Subscription job deadlock on site with large number of users
On web sites with large number of users you may get a deadlock in the SQL-server when executing the EPiServer subscription job.
The error message is something like this: Exception has been thrown by the target of an invocation. [Transaction (Process ID 105) was deadlocked on lock | communication buffer resources with another process and has been chosen as the deadlock victim. Rerun the transaction.]
Cause of the error
The error comes from the SQL-server when the subscription job executes the method ProfileManager.GetAllProfiles(). From my investigations the error appears when users are registering to the site during this method is executed. On large sites this is a very common situation. Users do register all the time.
I have used Reflector to copy all code in EPiServer’s class SubscriptionJob to a new customized subscripttion job.
I made some changes to the code. First of all there are some code that could be optimized. In my application the execution time for the subscription job has gone from 30 to 6 minutes, by implementing this fix.
In the method protected virtual int SendSubscriptions(EPiServerProfile profile) there is no check if the user does subscribe to any pages or not. When you have large number of users and also a custom membership provider this will cause the job to run very slow. The PrincipalInfo of the users is fetched for all users. The method GetUser will be called for all users in the membership provider.
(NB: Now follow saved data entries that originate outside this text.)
PR #52, opened 2018-12-05
Caching layer for Magento services

viktym:
Draft proposal


design-documents/service-isolation/caching-layer.md
```diff
@@ -0,0 +1,105 @@
...
+ - In case of "Remote caches dedicated to each service" model service should provide entry point for full cache invalidation
+ - In case of "Remote caches shared across the services" model full cache invalidation can be performed by any service
+
+#### Technologies 
+Today most key/value stores such as Memcached and Redis can store terabytes worth of data. Redis also provides high availability and persistence features. 
+Redis and Memcached offer high performance. Memcached is designed for simplicity while Redis offers a rich set of features that make it effective for a wide range of use cases.
+Unlike Memcached, Redis offers snapshots, replication, transactions, advanced data structures. So I propose to use Redis for application data caching.
+
+### Resolutions
+ - Model "Remote cache dedicated to each service" is most suitable.
```
buskamuza: How about a mixed approach? Remote cache makes sense for scaled services. If a service is not impacted with high load, the chances are high that it will have only one instance. Local cache may be more effective in this case.

design-documents/service-isolation/caching-layer.md
```diff
@@ -0,0 +1,105 @@
...
+   - the information stored within an individual cache node cannot be shared with other application servers
+   - not follow the 12-factor principles (any data that needs to persist must be stored in a stateful backing service)
+ 
+ ![Local cache](img/local-app-cache.png)
+ 
+#### Remote caches dedicated to each service
+ - Pros: 
+   - scalable, adheres to 12-factor principles
+   - externalize application state
+   - possibility dynamically change the number of application instances
```
buskamuza: "application instances" - I assume you mean "service instances"?

buskamuza:
On the diagrams, "Application" should be a "Service" I assume?
"Application" is entire Magento application consisting of all the services.

Could you please also add interaction between services to the diagrams and description? In the case of remote cache storage, do we have another reverse proxy so the service load reduced or not?

design-documents/service-isolation/caching-layer.md
viktym: Of course, we should make some performance measurements for our architecture.
But in most cases, the added network overhead associated with a remote cache is of little concern given that a request to it is generally fulfilled in sub-millisecond performance. So to unify cache model for all services I propose to use more advanced option that fit "12-factor app" principles - "Remote cache dedicated to each service"

viktym:
> On the diagrams, "Application" should be a "Service" I assume?
> "Application" is entire Magento application consisting of all the services.
On the diagrams, I treated the service as a standalone application, not in the context of whole Magento application. Actually, I mean PHP-FPM (can be scaled separately from web-server) or Apache/Nginx+PHP instance.
But I agree, better operate in terms of the statement that service is a part of Magento service-oriented application. Then let's clarify what service includes in our case.  If I understand correctly it is Apache/Nginx+PHP.
MySql, Elasticsearch, Redis, RabbitMQ, outbound email service are attached resources. Service consumes attached resources but not includes them. 

> Could you please also add interaction between services to the diagrams and description? In the case of remote cache storage, do we have another reverse proxy so the service load reduced or not?
The reverse proxy (Fastly) is situated between API-gateway and client in external network. Remote cache storage (like Redis) is in private network. In this document, I didn't consider the situation with reverse proxy between services inside the private network. Or what interaction do you mean?

design-documents/service-isolation/caching-layer.md
viktym: Yes, it will be more accurate. Fixed, thanks

design-documents/service-isolation/caching-layer.md
```diff
@@ -0,0 +1,105 @@
...
+
+## Overview
+
+Cache is one of the most important parts in a modern web application architecture.
+Magento caching layer should effectively improve:
+ * Performance
+ * Availability
+ * Scalability
+
+Caching should be implemented on several levels:
```
melnikovi: I would also add here caching responses of the services (by reverse proxies).

design-documents/service-isolation/caching-layer.md
```diff
@@ -0,0 +1,105 @@
...
+
+[BFF](https://github.com/magento/architecture/blob/master/design-documents/service-isolation.md#backends-for-frontends) http-responses contains static assets, **public** and **private** dynamic content.
+Static assets should be cached using CDN. Reverse proxy should cache public content.
+It could be Varnish (acts as reverse proxy) or Fastly (combines reverse proxy and CDN functions).
+Varnish and Fastly are already integrated with Magento. Reverse proxy uses lazy caching approach.
+Beside performance this type of cache has next benefits:
+ * Protection against outages - can optionally serve stale content when there is a problem with origin server
+ * Scalability - number of caching nodes can be increased
+ * Flexibility – Varnish Configuration Language (VCL) builds customized solutions, rules and modules
+ * Shielding - the shield node is the only node to get the content from origin server, other cache nodes will fetch from the shield node
```
melnikovi: Not sure this is the benefit, this is more of implementation detail.

design-documents/service-isolation/caching-layer.md
```diff
@@ -0,0 +1,105 @@
...
+
+A private or visitor-specific content should be stored on client-side (browser). After POST requests the cache 
+in the web browser will be flushed and an AJAX call will be done to fetch an updated copy of the private content.
+Also private content cache on client-side should expire according to TTL.
+
+ ![Private content caching](img/private-cache.jpg)
+ 
+ In general, the same caching approach works in current monolith Magento architecture.
+ For service oriented architecture next issues should be solved:
+  * The http-response header should include a set of tags for effective cache purging on reverse-proxy.
```
melnikovi: What would be an example of request performed by multiple services?

design-documents/service-isolation/caching-layer.md
```diff
@@ -0,0 +1,105 @@
...
+ 
+#### Remote caches shared across the services
+ - Pros: 
+   - centralized cache invalidation is easy
+   - scalable
+   - adheres to 12-factor principles
+ - Cons: 
+   - cache nodes contain mixed data from different services
+ 
+ ![Remote cache shared across the services](img/remote-cache-cluster.png)
```
melnikovi: Are Service 1 and Service 2 different services or these are instances of the same service? If first, this contradicts best practices. Please clarify.

design-documents/service-isolation/caching-layer.md
```diff
@@ -0,0 +1,105 @@
...
+ 
+Local caches are isolated on the individual nodes and cannot be leveraged within a cluster of application servers.
+Remote distributed caches on the other hand, provide low latency and higher levels of availability, when employed with read replicas and can provide a shared environment for all application servers to utilize the cached data.
+Remote cache dedicated to each service allows to store only data of particular service. 
+But there is no possibility (needs implementation) to flush all cache instances in case of upgrade or other huge changes.
+Remote caches shared across the services are easy to flush centralized, but mix data from different services.
+
+
+#### Cache invalidation
```
melnikovi: How can we invalidate cache for all services and BFF? Each service can expose API for cache invalidation, just like you suggest. But better approach would be is to have services and BFF listen to cache invalidation events. This way system would be less coupled.

design-documents/service-isolation/caching-layer.md
```diff
@@ -0,0 +1,105 @@
...
+ - In case of "Remote caches shared across the services" model full cache invalidation can be performed by any service
+
+#### Technologies 
+Today most key/value stores such as Memcached and Redis can store terabytes worth of data. Redis also provides high availability and persistence features. 
+Redis and Memcached offer high performance. Memcached is designed for simplicity while Redis offers a rich set of features that make it effective for a wide range of use cases.
+Unlike Memcached, Redis offers snapshots, replication, transactions, advanced data structures. So I propose to use Redis for application data caching.
+
+### Resolutions
+ - Model "Remote cache dedicated to each service" is most suitable.
+ - REST entry point on each service for cache invalidation should be created.
```
melnikovi: Have you consider invalidating cache by publishing events in the message queue? What are the benefits of using API?

design-documents/service-isolation/caching-layer.md
```diff
@@ -0,0 +1,105 @@
...
+ - Service mustn't store in cache data retrieved from other Magento service
+ - In case of "Remote caches dedicated to each service" model service should provide entry point for full cache invalidation
+ - In case of "Remote caches shared across the services" model full cache invalidation can be performed by any service
+
+#### Technologies 
+Today most key/value stores such as Memcached and Redis can store terabytes worth of data. Redis also provides high availability and persistence features. 
+Redis and Memcached offer high performance. Memcached is designed for simplicity while Redis offers a rich set of features that make it effective for a wide range of use cases.
+Unlike Memcached, Redis offers snapshots, replication, transactions, advanced data structures. So I propose to use Redis for application data caching.
+
+### Resolutions
```
melnikovi: Also need to describe BFF full page cache invalidation, I suggest to include in this proposal high level overview.

design-documents/service-isolation/caching-layer.md
viktym: > Are Service 1 and Service 2 different services or these are instances of the same service? If first, this contradicts best practices. Please clarify.

On this diagram Service 1 and Service 2 are different services. It is only one of the possible variants and we decided that it's not the best option.

> For application cache I would propose each service has it's own cache this cache should not be shared with other services. If there are multiple instances of the same service, they will use the same cache.

So actually this is model "Remote caches dedicated to each service" that we agreed to use. I'll add statement that  multiple instances of the same service should use the same cache instance.

 > I also propose to use reverse proxy to cache GET requests that don't contain sensitive data.

So you propose to set reverse proxy in front of each service? In that case is there sense of setting reverse proxy in front of BFF?

design-documents/service-isolation/caching-layer.md
viktym: As I remember Anton said that we should go away from service bus in interservice communication as it can be a single point of failure. So I didn't include this way in document

design-documents/service-isolation/caching-layer.md
viktym: If you talk about "Shielding" I agree. It's OOTB Fastly feature, I included since we using Fastly for our cloud solution. I'll remove it

design-documents/service-isolation/caching-layer.md
viktym: So it's a case when GET request after BFF goes to service1 and service2 performs a request to service2 for some data.
For example this one goes to Checkout service and than request data from Payment service:

` <route url="/V1/guest-carts/:cartId/payment-information" method="GET">
        <service class="Magento\Checkout\Api\GuestPaymentInformationManagementInterface" method="getPaymentInformation"/>
        <resources>
            <resource ref="anonymous" />
        </resources>
    </route>`

design-documents/service-isolation/caching-layer.md
viktym: Added

design-documents/service-isolation/caching-layer.md
viktym: Added proposal about considering cache invalidation via message queue

design-documents/service-isolation/caching-layer.md
```diff
@@ -0,0 +1,113 @@
...
+It could be Varnish (acts as reverse proxy) or Fastly (combines reverse proxy and CDN functions).
+Varnish and Fastly are already integrated with Magento. Reverse proxy uses lazy caching approach.
+Beside performance this type of cache has next benefits:
+ * Protection against outages - can optionally serve stale content when there is a problem with origin server
+ * Scalability - number of caching nodes can be increased
+ * Flexibility – Varnish Configuration Language (VCL) builds customized solutions, rules and modules
+
+ ![Public content caching](img/public-cache.jpg)
+
+A private or visitor-specific content should be stored on client-side (browser). After POST requests the cache
```
DrewML: > After POST requests the cache in the web browser will be flushed 

It's not super clear what is meant by this. Can you expand?

design-documents/service-isolation/caching-layer.md
```diff
@@ -0,0 +1,113 @@
...
+[BFF](https://github.com/magento/architecture/blob/master/design-documents/service-isolation.md#backends-for-frontends) http-responses contains static assets, **public** and **private** dynamic content.
+Static assets should be cached using CDN. Reverse proxy should cache public content.
+It could be Varnish (acts as reverse proxy) or Fastly (combines reverse proxy and CDN functions).
+Varnish and Fastly are already integrated with Magento. Reverse proxy uses lazy caching approach.
+Beside performance this type of cache has next benefits:
+ * Protection against outages - can optionally serve stale content when there is a problem with origin server
+ * Scalability - number of caching nodes can be increased
+ * Flexibility – Varnish Configuration Language (VCL) builds customized solutions, rules and modules
+
+ ![Public content caching](img/public-cache.jpg)
```
DrewML: Note that these diagrams show GraphQL sitting behind a cache/proxy. This is fine, but note that an HTTP cache will _not_ actually handle caching of GraphQL requests/responses, as they're all done as a `POST`

viktym: Thanks, added a note about it

design-documents/service-isolation/caching-layer.md
melnikovi: As I remember we agreed to use message queue for cache invalidation to avoid coupling between services. @akaplya can you confirm?

design-documents/service-isolation/caching-layer.md
```diff
@@ -0,0 +1,117 @@
...
+ - In case of "Remote caches shared across the services" model full cache invalidation can be performed by any service
+
+#### Technologies 
+Today most key/value stores such as Memcached and Redis can store terabytes worth of data. Redis also provides high availability and persistence features. 
+Redis and Memcached offer high performance. Memcached is designed for simplicity while Redis offers a rich set of features that make it effective for a wide range of use cases.
+Unlike Memcached, Redis offers snapshots, replication, transactions, advanced data structures. So I propose to use Redis for application data caching.
+
+### Resolutions
+ - Model "Remote cache dedicated to each service" is most suitable for application data cache.
+ - Don't use reverse proxy for caching requests in service-to-service communication until it's needed
```
melnikovi: I suggest to remove this from design document.

design-documents/service-isolation/caching-layer.md
```diff
@@ -0,0 +1,117 @@
...
+ - Pros: fast, no network traffic associated with retrieving data
+ - Cons: 
+   - shares sources with application
+   - can lead to data inconsistency when multiple instances of application servers are created
+   - the information stored within an individual cache node cannot be shared with other application servers
+   - not follow the 12-factor principles (any data that needs to persist must be stored in a stateful backing service)
+ 
+ ![Local cache](img/local-service-cache.png)
+ 
+#### Remote caches dedicated to each service
```
melnikovi: Could you specify, that this is what we agreed on?

design-documents/service-isolation/caching-layer.md
```diff
@@ -0,0 +1,117 @@
...
+  * Caching on reverse-proxy should be aligned with request authorization approach. The presence of an authorization token should be taken into account.
+
+### Caching results of GET-requests in service-to-service communication (private web-server)
+
+Services can produce a lot of GET requests to each other in the private network.
+First of all service application should be as fast as possible to avoid using reverse proxy as cache layer.
+But if application is not able to hold the load a reverse proxy can be used to reduce the overall load on service origin.
+Varnish is offered as a proven solution for such cases. Should be aligned with request authorization approach.
+
+ ![Private content caching](img/reverse-proxy-service1.png)
```
melnikovi: Need to remove Varnish from diagram.

design-documents/service-isolation/caching-layer.md
viktym: It means that we flushing the web browser cache every time a HTTP POST request is made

Some small changes to the code will fix this issue. Just check if the profile does subscribe to more than zero pages.
The solution to the real problem is more difficult. I have been able to get rid of many deadlocks but not all.
The profiles are fetched in blocks of 1000 in the subscription job. Between every 1000 some work is done for sending subscription emails to the users. This takes some time. For the next 1000 users it can be a deadlock. I think this occurs if a new user have registered during this time.
I tried to increase the pageSize for the methodProfileManager.GetAllProfiles() to decrease the time between the first and the last profile. The deadlocks are almost gone. Is there any reason why EPiServer do this job in page sizes of 1000? Is there a better solution to this problem?